Pulled chicken in the crock pot. {Tacos}


This recipe can be used for a myriad of recipes – soup, tacos, bbq sandwiches – the options are endless!  I had four meetings yesterday and had pretty much no cooking time for dinner. I always pull out the crock pot on busy days because let’s face it, it is a magic machine that transforms any ingredients into perfection in only a few hours.  This was no exception.  I used it for make-your-own taco Tuesday dinner.  The family loves it and it’s a great way to get your kids to eat some veggies.

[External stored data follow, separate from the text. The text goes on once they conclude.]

PR #1635, opened 2022-01-12
Cypress tests for UI

ciyer:
Initial scaffolding for Cypress-based UI tests (using mocks).

# Testing

Run `npm install .` in the `e2e/` folder to get the latest dependencies. Then run `npm run e2e:local` to see the cypress tests and try them out. In this mode, only the tests in the `local` folder will work. Those in the `live` folder need to be run against one of the other scripts (for example, `npm run e2e`).


lorenzo-cavazzi (commented):
This looks great!
And the code is easy to follow :+1: 

Would it make sense to add a few words in the README file to explain how to start this and differentiate local vs live e2e?

e2e/package.json
```diff
@@ -4,10 +4,13 @@
...
   "main": "index.js",
   "scripts": {
+    "cypress:local": "cypress open --config-file cypress.local.json",
     "e2e": "cypress open",
+    "e2e:local": "start-server-and-test start:local 3000 cypress:local",
     "e2e:run": "cypress run",
     "e2e:headless": "cypress run --headless",
-    "lint": "eslint . --ext .ts"
+    "lint": "eslint . --ext .ts",
+    "start:local": "npm --prefix ../client run start"
```
andre-code, line 13: great fix 🚀

andre-code (commented):
great job 🌟  

Just a tiny suggestion, I see that the Fixtures class could easily grow so it would be great to split it into classes by data domains or something similar ... like UserFixture, ProjectFixture. Feel free to make that suggestion or we can include it in future additions to this class 😉

ciyer:
Thanks for the feedback everyone. I have implemented both the requests:
* updated README to explain how to use the local tests
* refactored Fixtures into multiple files so no individual file grows without bounds

lorenzo-cavazzi (approved):
:rocket:

andre-code (approved):
👏

Issue #1634, opened 2022-01-12
Activate Sentry performance 


ciyer:
# Description

We should activate the performance tracking in Sentry.

  https://docs.sentry.io/platforms/javascript/guides/react/performance/

PR #1648, opened 2022-01-18
feat(client): add sentry performance (#1634)

andre-code:
This PR update sentry configuration to support performance monitoring using sentry.

To visualize some tracked transaction 👉  [sentry dashboard](https://sentry.dev.renku.ch/organizations/swiss-datascience-center/performance/?project=5) there are some examples in the andrea namespace

### Note

By default the monitoring is disabled `SENTRY_SAMPLE_RATE=0`, when runs telepresence and sentry is enabled the default value is 1.0, which means to track all transactions.

In production is recommended to set `sampleRate=0.2` in `helm-chart/renku-ui/values.yaml`. This would track 20% of all requests in Sentry performance monitoring. It is 0 by default

/deploy renku=1.0-next renku-graph=cli-v1 renku-core=v1.0.3 extra-values=ui.sentry.enabled=true,ui.sentry.namespace=renku-ci-ui-1648,ui.sentry.url=https://182290b8e1524dd3b7eb5dd051852f9f@sentry.dev.renku.ch/5,ui.sentry.sampleRate=1.0


client/src/utils/sentry/Sentry.js
```diff
@@ -92,6 +96,7 @@ function sentryInit(url, namespace = null, userPromise = null, version = null, t
   // Save data
   sentryUrl = url;
   sentryNamespace = namespace;
+  sentrySampleRate = parseFloat(sampleRate) || 0;
```
ciyer, line 99: I think it would be good to add a clamp to set values < 0 to 0 and values > 1 to 1.

ciyer (changes requested):
Code looks good! Just one minor suggestion for catching out-of-bounds values.

client/src/App.js
```diff
@@ -209,4 +210,4 @@ class App extends Component {
   }
 }
 
-export default App;
```
lorenzo-cavazzi, line 212: Since Sentry is initialized in the index file, would it make sense to keep the whole Sentry logic there? That would move `Sentry.withProfiler(App)` to somewhere else, ideally made in a function inside `utils/helpers/sentry` and invoked in the index under the same condition used to configure Sentry  (`if (params.SENTRY_URL) {`)
In that way, we won't even import the Sentry library when it's not needed

client/src/App.js
```diff
@@ -209,4 +210,4 @@ class App extends Component {
...
+export default Sentry.withProfiler(App);
```
lorenzo-cavazzi, line 213: Since Sentry is initialized in the index file, would it make sense to keep the whole Sentry logic there? That would move `Sentry.withProfiler(App)` to somewhere else, ideally made in a function inside `utils/helpers/sentry` and invoked in the index under the same condition used to configure Sentry  (`if (params.SENTRY_URL) {`)
In that way, we won't even import the Sentry library when it's not needed

helm-chart/renku-ui/templates/deployment-template.yaml
```diff
@@ -55,16 +55,18 @@ spec:
...
-              {{- if .Values.sentry.enabled }}
+            {{- if .Values.sentry.enabled }}
             - name: SENTRY_URL
               value: {{ .Values.sentry.url | quote }}
             - name: SENTRY_NAMESPACE
               value: {{ .Values.sentry.namespace | default (printf "%s" .Release.Namespace) | quote }}
-              {{- end }}
-              {{- if .Values.maintenance }}
+            - name: SENTRY_SAMPLE_RATE
+              value: { { .Values.sentry.sampleRate | quote } }
```
lorenzo-cavazzi, line 64:
```suggestion
              value: {{ .Values.sentry.sampleRate | quote }}
```
I think this is throwing the error in the deployment.

lorenzo-cavazzi (changes requested):

andre-code:
Thank @ciyer  and @lorenzo-cavazzi  for the review, I implemented all the suggestions.

client/src/utils/helpers/sentry/Sentry.js
```diff
@@ -92,6 +108,7 @@ function sentryInit(url, namespace = null, userPromise = null, version = null, t
   // Save data
   sentryUrl = url;
   sentryNamespace = namespace;
+  sentrySampleRate = _.clamp(parseFloat(sampleRate) || 0, 0, 1);
```
ciyer, line 111: Nice solution!

ciyer (commented):
Code looks great!

client/src/utils/helpers/sentry/Sentry.js
```diff
@@ -100,11 +117,15 @@ function sentryInit(url, namespace = null, userPromise = null, version = null, t
     environment: sentryNamespace,
     release: getRelease(uiVersion),
     beforeSend: (event) => hookBeforeSend(event),
-    denyUrls: sentryDenyUrls
+    denyUrls: sentryDenyUrls,
+    integrations: [new TracingIntegrations.BrowserTracing(
+      { tracingOrigins: ["localhost", /^\//, /ui-server\/api/] },
```
Panaetius, line 122: Do we need to add `renkulab.io` (i.e. `.Values.global.renku.domain` from the chart), maybe instead of `localhost`? What scenarios are there were localhost would be user?

Panaetius (approved):
Should we set https://docs.sentry.io/platforms/javascript/performance/instrumentation/automatic-instrumentation/#maxtransactionduration ? The default of 600s seems rather large, maybe 30s is enough.

I've approved for now since I think everything would work as is, just the two comments/suggestions to consider.

client/src/utils/helpers/sentry/Sentry.js
andre-code: thx @Panaetius  for the review 🙌. So far there is no particular usage for localhost so I updated it to send only the URL of the UI server and the value of maxTransactionDuration

ciyer (dismissed):
🎉

lorenzo-cavazzi (approved):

4 larger sized chicken breasts (I used frozen organic)
1 cup of chicken or vegetable broth

For taco seasonings:

2 tablespoons of ground cumin
1 tablespoon of chili powder
2 teaspoons of smoked paprika
1 teaspoon salt (or more to your liking)
1/2 teaspoon of cayenne pepper
1/2 teaspoon garlic powder


In a crock pot set to high (if you have 3-4 hours to cook) or low (4+ hours), place the chicken in your crock pot (I use frozen and don’t defrost it).  Add the chicken broth and some pinches of salt and freshly ground pepper.  The chicken will release additional water if using frozen.  Let it cook until it is no longer pink and basically falling apart.  I remove the chicken right before I serve it and shred it with two forks until completely pulled.  In a separate bowl, add all of the spices and whisk together.  Toss that into the meat and give it a good stir.  If the meat is dry, add some of the cooking liquid to it.  Then serve with taco shells or tortilla wraps.